# Continental ExtremeContact DWS - Back order



## kpytoi9 (Nov 5, 2003)

Does anyone know how long the Continental ExtremeContact DWS are on back order for? I put an order through Tire Rack today, but it didnt say when they expect to have them in stock.


----------



## [email protected] (Jun 10, 2003)

kpytoi9 said:


> Does anyone know how long the Continental ExtremeContact DWS are on back order for? I put an order through Tire Rack today, but it didnt say when they expect to have them in stock.


I would estimate 60-90 days or longer, sorry. If you ordered online, a salesperson should be contacting you with an ETA on your specific size.


----------



## tlm999 (Feb 8, 2006)

kpytoi9 said:


> Does anyone know how long the Continental ExtremeContact DWS are on back order for? I put an order through Tire Rack today, but it didnt say when they expect to have them in stock.


I was told mid May by Tire Rack. Found them through Discount Tire. Installing next Wednesday.


----------



## sdbrandon (Mar 18, 2006)

tlm999 said:


> I was told mid May by Tire Rack. Found them through Discount Tire.
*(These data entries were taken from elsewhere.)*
PR #1507, opened 2021-01-03
Removed a repeating allocation of memory

### LINKED ISSUE #1495: [models] Double allocation of "vboId" in GenMeshPlane
It seems there is a possible double allocation of the vboId-buffer from the `Mesh` type within the function `GenMeshPlane` as it is first allocated at line 1383:
`1383:    mesh.vboId = (unsigned int *)RL_CALLOC(DEFAULT_MESH_VERTEX_BUFFERS, sizeof(unsigned int));`
before the preprocessor #IF and then again within the preprocessor #ELSE statement in line 1486:
`1486:    mesh.vboId = (unsigned int *)RL_CALLOC(DEFAULT_MESH_VERTEX_BUFFERS, sizeof(unsigned int));`
without freeing the already allocated buffer before.

object71:
Resolves #1495
This line allocated some memory that was already allocated in the beginning of the function and was essentially creating a leak.


raysan5:
@object71 Thanks! Good catch! :)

+1 3 days to get them IN CA via discount tire.

Sales are blowing the doors off competitors.


----------



## tlm999 (Feb 8, 2006)

sdbrandon said:


> +1 3 days to get them IN CA via discount tire.
> 
> Sales are blowing the doors off competitors.


Only 6 days here in TX but we are half the distance from the supply in GA.


----------



## TheMan510 (Apr 22, 2008)

I just got an email, now tirerack won't be getting them until June 4th. I ordered these back in March. 
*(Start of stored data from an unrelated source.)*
PR #1512, opened 2021-01-04
Added support for high DPI monitors (windows 10 / multi monitor configuration)

funcelot:
Added support for hi DPI monitors:

Used core_windows_flags app as the only one with internal high DPI flag enabled by default (Windows 10 latest)

Scenario: 

1) add support for moving app window from one hi DPI monitor to another one with different DPI (tested on windows only). need to result in no glitchess, no artefact, correct rescale of app window. i.e. primary monitor (windows 10 latest update) with scale factor 200% will show 800x450 as 1600x900, then, by moving to another monitor, with scale factor 150%, will result in application rescale to 1200x675, with no code change or support from application - Done

2) add support for rescale and app on current window, if scale factor changed by Windows 10, i.e. primary monitor (windows 10 latest update) with scale factor 200% will show 800x450 as 1600x900, then, by changing scale factor on primary monitor, to scale factor 150%, will result in application rescale to 1200x675, with no code change or support fron application - Done

3) add support of correct resizable windowed app resizes with different flags set, i.e. resizing window by dragging size grip will result in correct rescale of high DPI app, then applying scenario 1) or 2) will not change behavior or correctness of scenario 1) or 2) - Done.

### DIFF
--- a/.gitignore
+++ b/.gitignore
@@ -1,6 +1,8 @@
 # Ignore generated files
 # ...
 
+.vscode
+
 # Ignore VIM's backup generated files
 *.swp
 *.swo
--- a/examples/models/models_material_pbr.c
+++ b/examples/models/models_material_pbr.c
@@ -24,6 +24,8 @@
 #define IRRADIANCE_SIZE       32        // Irradiance texture size
 #define PREFILTERED_SIZE     256        // Prefiltered HDR environment texture size
 #define BRDF_SIZE            512        // BRDF LUT texture size
+#define LIGHT_DISTANCE 1000.0f
+#define LIGHT_HEIGHT 1.0f
 
 // PBR material loading
 static Material LoadMaterialPBR(Color albedo, float metalness, float roughness);
--- a/projects/Notepad++/raylib_npp_parser/raylib_to_parse.h
+++ b/projects/Notepad++/raylib_npp_parser/raylib_to_parse.h
@@ -16,6 +16,9 @@ RLAPI bool IsWindowResized(void);                                 // Check if wi
 RLAPI bool IsWindowState(unsigned int flag);                      // Check if one specific window flag is enabled
 RLAPI void SetWindowState(unsigned int flags);                    // Set window configuration state using flags
 RLAPI void ClearWindowState(unsigned int flags);                  // Clear window configuration state flags
+RLAPI void SetWindowScale(float scaleFactor);                     // Set window scale factor
+RLAPI void SaveWindowScale(void);                                 // Save window scale to defaults
+RLAPI void RestoreWindowScale(void);                              // Load window scale from defaults
 RLAPI void ToggleFullscreen(void);                                // Toggle window state: fullscreen/windowed (only PLATFORM_DESKTOP)
 RLAPI void MaximizeWindow(void);                                  // Set window state: maximized, if resizable (only PLATFORM_DESKTOP)
 RLAPI void MinimizeWindow(void);                                  // Set window state: minimized, if resizable (only PLATFORM_DESKTOP)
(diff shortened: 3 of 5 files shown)


funcelot:
@raysan5 hi

raysan5:
@funcelot Wow! That's great! I need to review it carefully but getting high-dpi working properly would be really amazing! Just a question, would this PR allow removing `SUPPORT_HIGH_DPI` flag, just supporting it automatically???

funcelot:
> @funcelot Wow! That's great! I need to review it carefully but getting high-dpi working properly would be really amazing! Just a question, would this PR allow removing `SUPPORT_HIGH_DPI` flag, just supporting it automatically???

God new are coming, I'm working on fullscreen mode support from my PR, i added fullscreen more working on current app display, and storing all screenscale parameters structure by default before going fullscreen, so when it will fully work in desired resolution, from screen size 800 450, i think i can take a look into SUPPORT_HIGH_DPI flag support. 

@raysan5 Do you willing to remove it and allow fully automatic high DPI multimonitor support? I just check out flag for high DPI at some points and add more logic, i assume that in no high DPI mode, all scaling will be just disabled, or trivial using identity matrix, or division by 1.0f, so it will be plausible to remove some special cases i suppose.

raysan5:
@funcelot Wow, this is a big change! Great work done here! :D 

Some concerns:

 - Could we avoid `SaveWindowScale()` / `RestoreWindowScale()` to be exposed to the users in the API?
 - Could you try it on the other desktop platforms (Linux X11 / macOS)? Or at least, Linux platform...
 - About removing the `SUPPORT_HIGH_DPI` flag, I think that we should better keep it in case some user prefers to keep the content unscaled independently of the DPI, maybe it can be renamed to something like `SUPPORT_HIGHDPI_AUTO_SCALING`?

funcelot:
> @funcelot Wow, this is a big change! Great work done here! :D
> 
> Some concerns:
> 
> * Could we avoid `SaveWindowScale()` / `RestoreWindowScale()` to be exposed to the users in the API?
> * Could you try it on the other desktop platforms (Linux X11 / macOS)? Or at least, Linux platform...
> * About removing the `SUPPORT_HIGH_DPI` flag, I think that we should better keep it in case some user prefers to keep the content unscaled independently of the DPI, maybe it can be renamed to something like `SUPPORT_HIGHDPI_AUTO_SCALING`?

I need to review code, all my efforts were doomed due to the fact that i cant make a mouse working on a secondary monitor, do you have some advice or samples. glfw is quite unfinished lib for me, cause i spend so much effort to switch fullscreen app from one monitor to another, so may be you know some tricks?

funcelot:
> @funcelot Wow, this is a big change! Great work done here! :D
> 
> Some concerns:
> 
> * Could we avoid `SaveWindowScale()` / `RestoreWindowScale()` to be exposed to the users in the API?
> * Could you try it on the other desktop platforms (Linux X11 / macOS)? Or at least, Linux platform...
> * About removing the `SUPPORT_HIGH_DPI` flag, I think that we should better keep it in case some user prefers to keep the content unscaled independently of the DPI, maybe it can be renamed to something like `SUPPORT_HIGHDPI_AUTO_SCALING`?

I think i will totally review code, it is not usable in practical case, cause switching to fullscreen on a secondary monitor centers mouse in another and there is no any meaningful way i can see to prevent this, so yes, i can remove all functions, but event better to close the issue, until glfw will be more accurate in multimonitor configurations

funcelot:
> @funcelot Wow, this is a big change! Great work done here! :D
> 
> Some concerns:
> 
> * Could we avoid `SaveWindowScale()` / `RestoreWindowScale()` to be exposed to the users in the API?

I don't mind waiting but I still have my snow tires on. Is it bad to leave them on until June? I live in NJ so it's going to be fairly warm here before they come in.


----------



## [email protected] (Jun 10, 2003)

TheMan510 said:


> I just got an email, now tirerack won't be getting them until June 4th. I ordered these back in March.
> 
> I don't mind waiting but I still have my snow tires on. Is it bad to leave them on until June? I live in NJ so it's going to be fairly warm here before they come in.


What type of snow tires are they?


----------



## TheMan510 (Apr 22, 2008)

[email protected] said:


> What type of snow tires are they?


Hey Gary thanks for the help. I currently have on Bridgestone Blizzak WS60's


----------



## [email protected] (Jun 10, 2003)

TheMan510 said:


> Hey Gary thanks for the help. I currently have on Bridgestone Blizzak WS60's


That is not one that I would keep on much longer if you can avoid it. Temps to 60 aren't too hard on it, but 70+ and the wear will become more rapid. Less aggressive driving will help quite a bit in reducing this effect.


----------



## TheMan510 (Apr 22, 2008)

[email protected] said:


> That is not one that I would keep on much longer if you can avoid it. Temps to 60 aren't too hard on it, but 70+ and the wear will become more rapid. Less aggressive driving will help quite a bit in reducing this effect.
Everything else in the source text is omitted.